WHAT NEEDS TO BE DONE –
How many lines in the records below contain the word "sample"? State that number and nothing more.

DATASET ENTRIES –
PR #555, opened 2020-11-11
Update Honduras scrapers

aguilerapy:
#346

### DIFF
--- a/kingfisher_scrapy/spiders/honduras_portal_bulk_files.py
+++ b/kingfisher_scrapy/spiders/honduras_portal_bulk_files.py
@@ -68,10 +68,10 @@ class HondurasPortalBulkFiles(PeriodicSpider):
                 for system in self.oncae_systems:
                     if self.system and system != self.system:
                         continue
-                    yield self.pattern.format(f"{self.available_publishers.get(publisher)}_"
-                                              f"{self.oncae_systems.get(system)}_{date.year}_{date.month:02d}.json")
+                    yield self.pattern.format(f"{self.available_publishers[publisher]}_"
+                                              f"{self.oncae_systems[system]}_{date.year}_{date.month:02d}.json")
             else:
-                yield self.pattern.format(f"{self.available_publishers.get(publisher)}_"
+                yield self.pattern.format(f"{self.available_publishers[publisher]}_"
                                           f"{date.year}_{date.month:02d}.json")
 
     def get_formatter(self):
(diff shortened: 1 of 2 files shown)


aguilerapy:
I ran `scrapy updatedocs` but it doesn't modify anything.

jpmckinney:
That's expected. The `autoclass` directive will render the new content.

kingfisher_scrapy/spiders/honduras_portal_bulk_files.py
```diff
@@ -1,54 +1,76 @@
...
-    def from_crawler(cls, crawler, publisher=None, *args, **kwargs):
-        spider = super().from_crawler(crawler, publisher=publisher, *args, **kwargs)
-        if publisher and spider.publisher not in spider.publishers:
+    def from_crawler(cls, crawler, publisher=None, system=None, *args, **kwargs):
+        spider = super().from_crawler(crawler, publisher=publisher, system=system, *args, **kwargs)
+        if publisher and spider.publisher not in spider.available_publishers:
             raise SpiderArgumentError(f'spider argument `publisher`: {spider.publisher!r} not recognized')
 
-        spider.publisher_name = spider.publishers.get(publisher)
+        if system:
```
yolile, line 53: we cant use `system` with `publisher = sefin` right? maybe we should add a validation for that too

aguilerapy: Do you mean raise an error for that case? Because I added `spider.publisher = 'oncae'` (in [line 56](https://github.com/open-contracting/kingfisher-collect/pull/555/files#diff-892fde9e96bc97af7d74aefb493db6a8dc4e5823cfe1e5e974b30a08eb0d68e0R56)) if `system` is given.

yolile: > Do you mean raise an error for that case? 

Yes, I think we should raise a SpiderArgumentError

yolile (dismissed):

kingfisher_scrapy/spiders/honduras_portal_bulk_files.py
```diff
@@ -1,54 +1,78 @@
...
-            yield self.build_request(url, formatter=components(-1))
+
+            if publisher == 'oncae':
+                for system in self.oncae_systems:
+                    if self.system and system != self.system:
+                        continue
+                    yield self.pattern.format(f"{self.available_publishers.get(publisher)}_"
+                                              f"{self.oncae_systems.get(system)}_{date.year}_{date.month:02d}.json")
+            else:
+                yield self.pattern.format(f"{self.available_publishers.get(publisher)}_"
```
jpmckinney, line 74:
```suggestion
                    yield self.pattern.format(f"{self.available_publishers[publisher]}_"
                                              f"{self.oncae_systems[system]}_{date.year}_{date.month:02d}.json")
            else:
                yield self.pattern.format(f"{self.available_publishers[publisher]}_"
```

yolile (approved):

Issue #292, opened 2020-02-06
Use Twisted for Kingfisher Process API requests


jpmckinney:
Presently, we add a new dependency (`requests`) to make requests in `kingfisher_process.py`. But, Scrapy is already built on Twisted. We should use that instead.

*(Deleted long, old proposal, to avoid confusion)*

jpmckinney:
Once this and #293 are done, we can remove `requests` as a dependency (also requires updates to documentation).

jpmckinney:
With Scrapy 2, it might be possible to write shorter / cleaner code: https://docs.scrapy.org/en/latest/topics/coroutines.html

jpmckinney:
Not sure if perhaps we can use `spider.crawler.engine.download` like in this example: https://docs.scrapy.org/en/latest/topics/item-pipeline.html#take-screenshot-of-item

I think extensions can also return Deferred's, in case that can be useful.

jpmckinney:
Aha! Some Scrapy examples use [treq](https://github.com/twisted/treq), which has a requests-like API, but uses Twisted.

jpmckinney:
We can use `await` with treq, so that the KFP request doesn't block: https://docs.scrapy.org/en/latest/topics/coroutines.html

jpmckinney:
* treq doesn't support proxies (which is fine: we disabled them for requests): https://treq.readthedocs.io/en/release-20.9.0/#feature-parity-with-requests
* Its `_convert_files` method requires a different order to `files` tuples: https://treq.readthedocs.io/en/release-20.9.0/_modules/treq/client.html?highlight=_convert_files

yolile:
- Its `_converted` method supports only: tuples, lists, bytes or text parameters (not booleans eg sample=true): https://treq.readthedocs.io/en/release-20.9.0/_modules/treq/multipart.html?highlight=_converted

yolile:
closed by #559

PR #559, opened 2020-11-16
[WIP] use treq instead of requests

yolile:
ref #292

### DIFF
--- a/.github/workflows/ci.yml
+++ b/.github/workflows/ci.yml
@@ -19,7 +19,8 @@ jobs:
     - run: curl -s -S --retry 3 $BASEDIR/tests/install.sh | bash -
     - run: pip install -r requirements_dev.txt
     - run: curl -s -S --retry 3 $BASEDIR/tests/script.sh | bash -
-    - run: pytest --cov kingfisher_scrapy
+    # Specify tests/ directory to avoid "ModuleNotFoundError: No module named 'sphinx_rtd_theme'" from docs/conf.py.
+    - run: pytest --cov kingfisher_scrapy tests
       if: always()
     - env:
         COVERALLS_REPO_TOKEN: ${{ secrets.COVERALLS_REPO_TOKEN }}
--- a/.github/workflows/ci.yml
+++ b/.github/workflows/ci.yml
@@ -19,7 +19,7 @@ jobs:
     - run: curl -s -S --retry 3 $BASEDIR/tests/install.sh | bash -
     - run: pip install -r requirements_dev.txt
     - run: curl -s -S --retry 3 $BASEDIR/tests/script.sh | bash -
-    - run: python -m pytest --cov kingfisher_scrapy tests
+    - run: pytest --cov kingfisher_scrapy
       if: always()
     - env:
         COVERALLS_REPO_TOKEN: ${{ secrets.COVERALLS_REPO_TOKEN }}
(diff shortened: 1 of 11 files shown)


yolile:
@jpmckinney I was trying to use `treq.post` instead of `request.post` but, there is a problem. It seems like sometimes, if the file sent to kingfisher is big then the spider finished and is closed before the request is complete and I get:

> twisted.internet.task.TaskStopped
Unhandled error in Deferred:
2020-11-16 15:01:23 [twisted] CRITICAL: Unhandled error in Deferred:
Traceback (most recent call last):
Failure: twisted.web._newclient.ResponseNeverReceived: [<twisted.python.failure.Failure twisted.internet.error.ConnectionLost: Connection to the other side was lost in a non-clean fashion: Connection lost.>]

And the other problem is that the `end_collection` request could be sent before all the `create_file` ones

jpmckinney:
@yolile How did you test this? Just so we're using the same crawl command when debugging.

jpmckinney:
Also, were you sending the requests to a local copy of Kingfisher Process that you were running?

jpmckinney:
@yolile You have to return the deferreds :) (my latest commit). Please document in #292 why we need to call `str()` on booleans. The last thing to do is update tests to check for the log messages. You might need to use these helpers: https://treq.readthedocs.io/en/release-20.9.0/testing.html

yolile:
@jpmckinney great! I was testing it with a local deployment of kingfisher and with `uruguay_releases -a sample=1` and with `canada_buyandsell`, both work now! I will update the remaining tests, and I already commented in #292 the reason why we use str and not booleans

jpmckinney:
@yolile: I got the tests passing. I was trying to use async/await, but Twisted requires Awaitables to be converted to Deferreds, so I just used inlineCallbacks.

jpmckinney:
We can improve the tests by using more of https://treq.readthedocs.io/en/release-20.9.0/testing.html (instead of stubbing treq.post), but if you can manually test the integration with KFP, I'm fine with leaving as-is.

jpmckinney:
We could have gotten the tests to pass without `inlineCallbacks`. What was missing was a callback for treq.post, which would have returned the response: https://treq.readthedocs.io/en/release-20.9.0/#post

jpmckinney:
Hmm, I'm realizing that we mock the return value of `treq.post` as a response object, but its real return value is a Deferred. 

Also, I'm not sure that https://treq.readthedocs.io/en/release-20.9.0/testing.html helps us. First, `StubTreq` doesn't support the files argument: https://treq.readthedocs.io/en/release-20.9.0/api.html#stubtreq-objects so we can't use it to test `create_file`. Secondly, it seems like the requests need to be directly consumed by the test, which would require adding hooks deep into our code.

jpmckinney:
My latest commit reverts my changes in 56b9825812192a9a434686ec86af0da350a84374 and uses the pytest-twisted module to inline the callback *in the test* (my earlier commit inlined it in the extension, which was incorrect).

The tests require httpbin.org, which can fail unexpectedly. Unfortunately, vcrpy doesn't support Twisted (yet): https://github.com/kevin1024/vcrpy/issues/538

There might be a way to enable Scrapy's HttpCacheMiddleware in tests and store the results like vcrpy would.

yolile:
@jpmckinney this looks great, and I tested it locally and works like a charm!

jpmckinney (approved):

Issue #329, opened 2020-03-04
Send only basic types to Kingfisher Process


jpmckinney:
Until https://github.com/open-contracting/kingfisher-process/issues/209 is closed, if a data source embeds OCDS data in a new place, we need to add a new data type to Kingfisher Process, and then use that `data_type` in the spider. After that issue is closed, we can just specify e.g. a `root_path` to indicate where the OCDS data is embedded.

~~To avoid the overhead of creating more data types, some spiders index to the OCDS data, and then use `save_data_to_disk` to save just the embedded OCDS data. This isn't ideal, as we're not storing the additional content, which might be relevant.~~

The spiders that do this are:

* [x] honduras_portal_records (avoids a `record_list_in_results` type)
* [x] honduras_portal_releases (avoids `release_list_in_results`)
* [x] mexico_quien_es_quien (avoids `record_package_list_in_data`)
* [x] openopps (avoids `release_package_in_json_in_list_in_results`)

-----

Instead of closing the issue in Process, in https://github.com/open-contracting/kingfisher-collect/issues/329#issuecomment-730846155 and https://github.com/open-contracting/kingfisher-collect/pull/565#discussion_r527157819, I suggest addressing these issues in Collect. The above spiders should configure a `data_pointer` (or `root_path`) and an item pipeline should index to that part of the data.

jpmckinney:
Spiders that use `parse_json_lines` and some spiders that inherit from `ZipSpider` also don't send the full response to Kingfisher Process.

jpmckinney:
Same for `parse_json_array`.

jpmckinney:
Although there has been no discussion in #482, I doubt the data outside the OCDS data is very useful. In any case, Kingfisher Process doesn't know what to do with it, and just discards it (even now). So, I'm changing the definition of this issue to instead do the 'root path' processing within Kingfisher Collect, and to only send OCDS data to Kingfisher Process.

yolile:
Updated list of spiders that don't use record, release, record_package or release_package `data_type`:

- [ ] ArgentinaVialidad `release_package_list`
- [ ] BoliviaAgetic `release_list`
- [ ] ColombiaBulk `release_in_Release`
- [ ] KenyaMakueni `release_package_list`
- [ ] Kosovo `release_list`
- [ ] MexicoAdministracionPublicaFederal `record_package_list_in_results`
- [ ] MexicoQuienEsQuien `record_package_list`
[...]

PR #565, opened 2020-11-18
Add Filter pipeline

### LINKED ISSUE #346: Implement from_date and until_date spider arguments

aguilerapy:
#692

### DIFF
--- a/kingfisher_scrapy/pipelines.py
+++ b/kingfisher_scrapy/pipelines.py
@@ -6,6 +6,7 @@ import pkgutil
 import tempfile
 
 import jsonpointer
+from dateutil.parser import parse
 from flattentool import unflatten
 from jsonschema import FormatChecker
 from jsonschema.validators import Draft4Validator, RefResolver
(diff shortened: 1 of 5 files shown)


jpmckinney:
I changed the PR description, since it doesn't close the issue (there still need to be updates to DNCP docstrings).

kingfisher_scrapy/pipelines.py
```diff
@@ -160,6 +161,94 @@ def process_item(self, item, spider):
...
+
+    def _date_filter(self, release):
+        release_date = parse(release['date'], ignoretz=True)
+        return self.filter_arguments['from_date'] <= release_date <= self.filter_arguments['until_date']
+
+    def process_item(self, item, spider):
+        if spider.from_date and spider.until_date:
+            self.filter_arguments['from_date'] = spider.from_date
+            self.filter_arguments['until_date'] = spider.until_date
+            self.filter_functions.append(self._date_filter)
```
yolile, line 213: this can be done in the `open_spider` method

kingfisher_scrapy/pipelines.py
```diff
@@ -160,6 +161,94 @@ def process_item(self, item, spider):
...
+
+        # More filter functions can be added here
+
+        if self.filter_functions:
```
yolile, line 217: we also need to check if the scraper has not already the filter at the API level and if the Item is a `File` or `FileItem`

kingfisher_scrapy/pipelines.py
```diff
@@ -160,6 +161,94 @@ def process_item(self, item, spider):
...
+        for record in records:
+            if 'releases' in record:
+                record['releases'] = self._filter_releases(record['releases'])
+                if record['releases']:
+                    filtered_records.append(record)
+
+        return filtered_records
+
+    def _filter_releases(self, releases):
+        filtered_releases = []
```
yolile, line 197: I think we can simplify this a little bit by using something like:
```python
    def _filter_releases(self, releases):
        filtered_releases = releases
        for function in self.filter_functions:
            filtered_releases = list(filter(function, filtered_releases))

        return filtered_releases
```

kingfisher_scrapy/pipelines.py
```diff
@@ -160,6 +161,94 @@ def process_item(self, item, spider):
...
+        for release in releases:
+            for function in self.filter_functions:
+                if function(release):
+                    filtered_releases.append(release)
+
+        return filtered_releases
+
+    def _date_filter(self, release):
+        release_date = parse(release['date'], ignoretz=True)
```
yolile, line 206: do we need to use an extra library `(dateutil)` to parse the dates?

kingfisher_scrapy/pipelines.py
```diff
@@ -160,6 +161,94 @@ def process_item(self, item, spider):
...
+            self.filter_arguments['from_date'] = spider.from_date
+            self.filter_arguments['until_date'] = spider.until_date
+            self.filter_functions.append(self._date_filter)
+
+        # More filter functions can be added here
+
+        if self.filter_functions:
+            data = json.loads(item['data'])
+
+            if 'package_list' in item['data_type']:
```
yolile, line 220: I'm wondering if we could have a dict with the key and functions per data_type in order to avoid some many ifs blocks, eg:
```python
        data_types_functions = {'package_list_in_results': {'key': 'results', 'function': self._filter_packages},
                                'release_package_list': {'key': None, 'function': self._filter_packages},
                                  ....
```

so then we could do something like:

```python
        if self.filter_functions:
            data = json.loads(item['data'])
            object_type = data_types_functions[item['data_type']]
            if object_type['key']:
                data[object_type['key']] = object_type['function'](data[object_type['key']], item['data_type'])
                self._check_data_filtered(data[object_type['key']])
            else:
                data = object_type['function'](data, item['data_type'])
                self._check_data_filtered(data)

            item['data'] = json.dumps(data)

        return item
```

what do you think @jpmckinney ?

jpmckinney: This is related to https://github.com/open-contracting/kingfisher-collect/issues/329

The proposal was to have a `root_path` class attribute (same name as in OCDS Kit) to point the root package/release/record. In most cases this should ideally be `''` (i.e. top-level), but for `package_list_in_results` it would be `results.item` for ijson or `/results` for json_pointer (though I guess we'd need a second class attribute to indicate that it's an array). We've already sort of done this in SimpleSpider with `data_pointer` and `data_type`.

We can clean this up on Kingfisher Collect's side, such that `data_type` is always one of the canonical OCDS formats (`release_package`, etc.). Then, in the Kingfisher Process extension, we'd map to an appropriate `data_type`.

RESULT BELOW –
2